Luyu Gao · Answer 3 · Tue Jan 04 2022 14:29:19 GMT+0800 (China Standard Time)

I'd need more information on your pre-training/fine-tuning setup/scripts to understand the situation and provide suggestions.

One caveat with the sentence-transformer package is that some example scripts use mean pooling by default while Condenser is designed for CLS pooling; you may need to make some slight code adjustments.

XingWu_UCAS · Answer 4 · Thu Jan 06 2022 12:20:48 GMT+0800 (China Standard Time)

I'd need more information on your pre-training/fine-tuning setup/scripts to understand the situation and provide suggestions.

One caveat with the sentence-transformer package is that some example scripts use mean pooling by default while Condenser is designed for CLS pooling; you may need to make some slight code adjustments.

Thank you, you are right. I modify the pooling type to [CLS] and able to achieve almost comparable results:

Thank you for your code and guidance.

Hannibal046 · Answer 5 · Fri Mar 11 2022 15:44:27 GMT+0800 (China Standard Time)

Hi, could you please tell where to get the training corpus?

5.0G bookscorpus_one_book_per_line.txt

13G wikicorpus_en_one_article_per_line.txt

Luyu Gao · Answer 6 · Sat Mar 12 2022 10:15:59 GMT+0800 (China Standard Time)

@Hannibal046 I'd recommend either the nvidia megatron repo as mentioned above or wikipedia and bookcorpusopen from huggingface dataset hub.

Hannibal046 · Answer 7 · Sat Mar 12 2022 22:52:08 GMT+0800 (China Standard Time)

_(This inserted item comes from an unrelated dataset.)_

PR #552, opened 2020-01-27
Direct fix for #514

### LINKED ISSUE #514: Resolve OSError from premature call to getsockname() on Windows

danielballan:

@luyug Hi, Thanks for your response. But I find the Nvidia Repo download_wikipedia can not work for me. How can I post-process my data after downloading wiki and book_corpus from HuggingFace ? I am recently trying to Pre-train a Bert model from scratch. Any help? Thanks so much !!